------ Provided data
Issue #1365, opened 2026-06-02
v0.8.0: delete dead deprecation machinery (_deprecation.py) after the removals land


teng-lin:
After the v0.8.0 removals land, the `src/notebooklm/_deprecation.py` helpers go dead — but the deletion is spread across #1247/#1251/#1254 and nobody owns the final sweep, so v0.8.0 risks shipping live-but-unreachable deprecation plumbing.

### Goes dead
- `warn_get_returns_none` + its 4 call sites (`_artifacts.py`, `_notes.py`, `_sources.py`, `_mind_maps_api.py`) — dead after #1247.
- `MappingCompatMixin` — dead after #1251.
- `deprecated_kwarg` — dead after #1254 (verify no other live caller first).

### Fix
- Remove the now-unreachable helpers and the corresponding parts of `tests/unit/test_deprecation_helper.py`, keeping only what still has a live caller.
- Keep `warn_get_returns_none` only if a sanctioned `get_or_none`-warning path still needs it (it does not after #1247).
- Sequence **after** #1247/#1251/#1254 merge.

Part of the v0.8.0 error-contract program (#1346 / ADR-0019).

PR #1436, opened 2026-06-05
feat(api)!: get() raises *NotFoundError on a miss (#1247)

teng-lin:
## What

`client.{sources,artifacts,notes,mind_maps}.get(notebook_id, id)` now **raises**
its matching `*NotFoundError` on a genuine miss instead of returning `None` (with
a `DeprecationWarning`), unifying the not-found contract with `notebooks.get()`,
which already raises (#1247). Return annotations narrow `X | None` → `X`.

```python
# Before: returned None on a miss (deprecated)
src = await client.sources.get(nb, source_id)   # None if missing

# After: raises on a miss
src = await client.sources.get(nb, source_id)   # SourceNotFoundError if missing

# Unchanged escape hatch — the sanctioned None-on-miss lookup (never warns):
src = await client.sources.get_or_none(nb, source_id)
```

## Why

ADR-0019 makes resource absence an exception on `get` and reserves `None`-on-miss
for an explicit `get_or_none`. This lands the v0.8.0 flip the v0.7.0
`DeprecationWarning` runway pointed at.

## How

- **Single-sourced:** `_lookup.resolve_get` now delegates to the existing
  `unwrap_or_raise` and always raises on a miss — the `future_errors_enabled()`
  gate and the `warn_get_returns_none(...)` call are gone (so `_lookup.py` no
  longer imports either). The four namespace `get()` bodies were already routed
  through `resolve_get`; they only needed the annotation narrowing + docstring
  update + dropping the now-unused `resource=` arg.
- **The teeth:** the api-compat comparator is return-annotation-blind, so the
  flip is enforced by the conformance gates — `GET_OPTIONAL_EXEMPTIONS` empties
  (`test_public_api_contract.py`) and the four `get_warns` rows flip to `False`
  (`test_public_api_behavior.py::TestGetMissContract`, which then asserts raising
  under both flag modes). The `#1247` runway row is removed from the v0.8.0
  breaking-changes registry (its runway cited the `warn_get_returns_none` usage
  this removes). No api-compat allowlist entry is needed (a comparator-blind
  value flip).

## Tests

- Inverted `test_get_returns_none_deprecation` (warn+None → raises) and trimmed
  the now-removed flag-gated `resolve_get` cases in `test_future_errors_flag`
  (resolve_get's raise-on-miss is flag-agnostic now; the full miss-contract is in
  `test_public_api_behavior::TestGetMissContract`).
- Full suite green; mypy + ruff clean. No internal caller relied on the `None`
  return (internal code uses `get_or_none` / `_get_or_none`).

Note: `resolve_get` is now a one-line delegate to `unwrap_or_raise`; its outright
deletion (and the dead `warn_get_returns_none` def) is tracked for the v0.8.0
capstone (#1365) where the deprecation machinery is removed wholesale.

## Summary by CodeRabbit

* **Breaking Changes**
  * Public get() calls (sources, artifacts, notes, mind_maps) now raise their matching NotFoundError on missing items instead of returning None — update callers to handle exceptions.
  * A deprecated positional-parser public member has been removed.

* **Tests**
  * Test suite updated to expect exception-on-miss behavior across unit, integration, and end-to-end tests.

### DIFF
--- a/scripts/api-compat-allowlist.json
+++ b/scripts/api-compat-allowlist.json
@@ -65,7 +65,7 @@
     {
       "code": "removed-member",
       "object": "notebooklm.Note.from_api_response",
-      "reason": "Dead positional parser removed (#1389). Note rows are decoded through notebooklm._row_adapters.notes.NoteRow; the classmethod had no production callers (only test_types.py exercised it). Construct Note(...) directly from NoteRow's named properties — see NotesAPI._parse_note."
+      "reason": "Dead positional parser removed (#1389). Note rows are decoded through notebooklm._row_adapters.notes.NoteRow; the classmethod had no production callers (only test_types.py exercised it). Construct Note(...) directly from NoteRow's named properties \u2014 see NotesAPI._parse_note."
     },
     {
       "code": "removed-member",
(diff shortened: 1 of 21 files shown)


teng-lin:
@claude review

teng-lin:
Thanks @claude — addressed all three doc-only findings in 94614b6a: the four `get_or_none` docstrings and the three `_get_or_none` alias comments now read past-tense (`get()` **now raises** `*NotFoundError`, not "slated to raise in v0.8.0"), and `test_get_returns_none_deprecation.py`'s module docstring describes the flipped (raise) contract. The separate `docs/deprecations.md` / `CLAUDE.md` rows are deliberately deferred to the v0.8.0 capstone (#1365), which finalizes all docs + deletes the dead `warn_get_returns_none` / `resolve_get` machinery in one pass.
------------
### Exercise requirements
Select all lines with the word "returning" from the entries above.

### Your response
its matching `*NotFoundError` on a genuine miss instead of returning `None` (with
  * Public get() calls (sources, artifacts, notes, mind_maps) now raise their matching NotFoundError on missing items instead of returning None — update callers to handle exceptions.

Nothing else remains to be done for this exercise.